Os irmãos Arkadi & Boris Strugártski tinham formações diferentes. Arkádi era tradutor, fluente em inglês e japonês; Boris, oito anos mais novo, era formado em matemática em São Petersburgo. Os irmãos tinham uma justa pretensão de levar os seus leitores a pensarem junto com eles. Em outras palavras, queriam que o livro fosse debatido. Nada mais justo. O slogan dos irmãos era: “Pensar não é entretenimento, mas obrigação”.

O livro, como já disse, foi escrito na década de 1970. Publicar um livro na União Soviética era uma tarefa hercúlea, sendo muito otimista com essa afirmação. Ainda mais escrever um livro de ficção que nada mais era que uma sátira ao regime.  O motivo, segundo os autores, que no posfácio dão uma explicação mais detalhada, deve-se à abordagem dura aos Stalkers (que significa em português: “perseguidores”). Os censores alegavam (pasmem!): a presença do fumo, de brigas de bar, obscenidades e insensibilidade, elementos que não condiziam com a prática comunista. Eles temiam que o romance pudesse influenciar, corromper a juventude comunista, que, segundo os censores, era muito “impressionável”. Em outras palavras, é o famoso me engana que eu gosto.

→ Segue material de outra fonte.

PR #1391, opened 2018-04-17
Separate bright and bold

LinusU:
Previously all bright colors were always rendered bold, and all bold text was always rendered using the bright colors. This patch separates that so that bold and bright can be controlled individually.

This is probably going to affect people who relied on this previously, so I'm working on an option that re-enables the old behavior. I will push that as a separate commit to this same branch.

Feedback appreciated! 🙌 

Fixes zeit/hyper#2836

### DIFF
--- a/typings/xterm.d.ts
+++ b/typings/xterm.d.ts
@@ -55,6 +55,11 @@ declare module 'xterm' {
     disableStdin?: boolean;
 
     /**
+     * Whether to draw bold text in bright colors. The default is true.
+     */
+    drawBoldTextInBrightColors?: boolean;
+
+    /**
      * Whether to enable the rendering of bold text.
      *
      * @deprecated Use fontWeight and fontWeightBold instead.
--- a/src/Terminal.ts
+++ b/src/Terminal.ts
@@ -103,6 +103,7 @@ const DEFAULT_OPTIONS: ITerminalOptions = {
   cursorStyle: 'block',
   bellSound: DEFAULT_BELL_SOUND,
   bellStyle: 'none',
+  drawBoldTextInBrightColors: true,
   enableBold: true,
   fontFamily: 'courier-new, courier, monospace',
   fontSize: 15,
--- a/src/renderer/BaseRenderLayer.ts
+++ b/src/renderer/BaseRenderLayer.ts
@@ -248,7 +248,7 @@ export abstract class BaseRenderLayer implements IRenderLayer {
     const isBasicColor = fg < 16;
     const isDefaultColor = fg >= 256;
     const isDefaultBackground = bg >= 256;
-    const drawInBrightColor = (terminal.options.drawBoldTextInBrightColors !== false && bold && fg < 8);
+    const drawInBrightColor = (terminal.options.drawBoldTextInBrightColors && bold && fg < 8);
     if (this._charAtlas && isAscii && (isBasicColor || isDefaultColor) && isDefaultBackground && !italic) {
       let colorIndex: number;
       if (isDefaultColor) {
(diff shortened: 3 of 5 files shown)


LinusU:
Thanks for the feedback.

One question, if we have a `drawBoldAsBright` option, should that also draw bright text bold? That seems confusing but that's how it worked before, since bright and bold were essentially the same thing.

We could also make it two options: `drawBoldAsBright` and `drawBrightAsBold`, but then `as` might be confusing as it's rather both. Maybe `drawBoldTextBright` and `drawBrightTextBold`? Both defaulting to true since that was how it was before.

Personally leaning most towards `drawBoldTextBright` and `drawBrightTextBold`...

mofux:
I don't think that drawing bright text as bold would make sense. Most terminals offer two options:
- enable / disable drawing bold text as bright (the text may still be bold)
- enable / disable drawing bold text as bold (the text may still be bright)

So we might end up with something like `drawBoldTextBright` and `drawBoldTextBold` that can be combined to get the desired flavour 😁

LinusU:
> I don't think that drawing bright text as bold would make sense.

I agree, but as far as I know, that is the current behaviour of xterm.js. So if we want to keep backwards compatibility, I think we need an option for that 🤔

mofux:
Hmmm I haven't tested it, but I don't think that the current default behaviour is to draw bright text as bold (I've also not found any code that would point towards that). Imo we should not support an option that draws bright text as bold as it is confusing -- just as you noted. @xtermjs/core Any thoughts?

mofux:
>Implement an additional option drawBoldTextInBrightColors that will draw bold characters in bright colors and will default to false

@parisk The default should be `true`, as drawing bold text in bright colors is the default behaviour at the moment.

parisk:
Nah, you are right 😅. Fixed it.

LinusU:
Hahahhaaha 🤦‍♂️ 🤦‍♂️ 🤦‍♂️ 

```js
const isAscii = code < 256;
// A color is basic if it is one of the standard normal or bold weight
// colors of the characters held in the char atlas. Note that this excludes
// the normal weight _light_ color characters.
const isBasicColor = (colorIndex > 1 && fg < 16) && (fg < 8 || bold);
const isDefaultColor = fg >= 256;
const isDefaultBackground = bg >= 256;
if (this._charAtlas && isAscii && (isBasicColor || isDefaultColor) && isDefaultBackground) {
    // draw from atlas
} else {
    // draw using ctx
}
```

LinusU:
Rebased on master, and added two new commits.

The first one fixed so that I'm actually utilizing the char atlas for all 4-bit ANSI colors, bold and non-bold. The second one adds the `drawBoldTextInBrightColors` option which defaults to true.

2f1ec3b, and fd185a5 with `drawBoldTextInBrightColors` set to `false`:

screen shot 2018-04-20 at 10 31 58

fd185a5, which is same as current master:

screen shot 2018-04-20 at 10 33 44

From my side, this is ready for merging now 🚀 let me know if anything else should be fixed 🙌

typings/xterm.d.ts
```diff
@@ -54,6 +54,11 @@ declare module 'xterm' {
      */
     disableStdin?: boolean;
 
+    /**
+     * Wheter to draw bold text in bright colors. The default is true.
```
saul: s/Wheter/Whether/

LinusU: Fixed 👌

LinusU:
Rebased to avoid conflicts with #1422 

ping @Tyriar @bgw @parisk, would love to get this merged ❤️

bgw:
I added this small commit to fix a minor bug: https://github.com/xtermjs/xterm.js/pull/1391/commits/9893338020cc66efb8180f8f4df6852a0880bfae

Otherwise, LGTM. I manually tested it, and it seemed to work well for me. I'll merge once Travis finishes. Thanks for your contribution, sorry it took me so long to merge it.

bgw:
Travis is failing, but the issue is unrelated. It looks like a recent change to one of our dependencies broke some types. I was able to reproduce them locally in master by wiping and re-installing my node_modules.

PR #1392, opened 2018-04-18
Add node-canvas help increase the testable surface

bgw:
This is at least a first step towards fixing #1247. This adds some complexity to the initial setup, since canvas needs to be built from source.

This won't be true once canvas 2.x is stabilized, because that version downloads (Automattic/node-canvas#992). JSDom doesn't support 2.x, and doesn't plan to (jsdom/jsdom#1964) until a stable release is cut.

We could use [canvas-prebuilt](https://github.com/node-gfx/node-canvas-prebuilt), which JSDom does appear to support. However, I'm not sure if that would cause pain for people with 32-bit operating systems (see the compatibility table on that page).

I'm not sure if this travis configuration will work; I'll iterate on it in the PR if it fails. I removed a bunch of hacks that were added in #690, since they don't look necessary anymore (the sleep module is gone).

(I previously had a copy of this PR up over at bgw/xterm.js#1)

### DIFF
--- a/.travis.yml
+++ b/.travis.yml
@@ -4,12 +4,20 @@ os:
 node_js:
   - 6
 before_install:
-  - if [[ "$TRAVIS_OS_NAME" == "linux" ]]; then sudo add-apt-repository -y ppa:ubuntu-toolchain-r/test ; fi
-  - if [[ "$TRAVIS_OS_NAME" == "linux" ]]; then sudo apt-get -qq update ; fi
-  - if [[ "$TRAVIS_OS_NAME" == "linux" ]]; then sudo apt-get -qq install g++-4.8 ; fi
-  - if [[ "$TRAVIS_OS_NAME" == "linux" ]]; then export CXX=g++-4.8 ; fi
   - npm install -g npm@5.1.0
+addons:
+  apt:
+    sources:
+      - ubuntu-toolchain-r-test
+    packages:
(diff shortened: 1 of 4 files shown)


bgw:
I've realized this will probably break the docker and procfile setups, so I'm going to try to test/fix those before landing.

parisk:
@bgw do you believe we can enforce this on Travis CI, while making it opt-in for the developers?

In the test suite we can try to import node-canvas and in case it fails, just skip the test.

Also, I think it's pretty straightforward to include the node-canvas dependencies in the Docker image. I can help with that, if you would like.

.travis.yml
```diff
@@ -4,12 +4,20 @@ os:
 node_js:
   - 6
 before_install:
-  - if [[ "$TRAVIS_OS_NAME" == "linux" ]]; then sudo add-apt-repository -y ppa:ubuntu-toolchain-r/test ; fi
```
Tyriar: :+1:

package.json
```diff
@@ -45,6 +45,7 @@
     "@types/node": "^6.0.41",
     "@types/text-encoding": "0.0.32",
     "browserify": "^13.3.0",
+    "canvas": "^1.6.10",
```
Tyriar: Does JSDom just pick this module up if it's available?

Para os burocratas, censores e políticos burocratas, a imaginação é algo que não pode ser cultivada, tendem a presumir que a ficção científica é algo inferior. Os irmãos Strugátski, nas palavras de Ursula K. Le Guin, que escreve que ambos os irmãos não eram óbvios, deixando que eles escreviam como homens livres. Um péssimo sentimento para um censor burocrata.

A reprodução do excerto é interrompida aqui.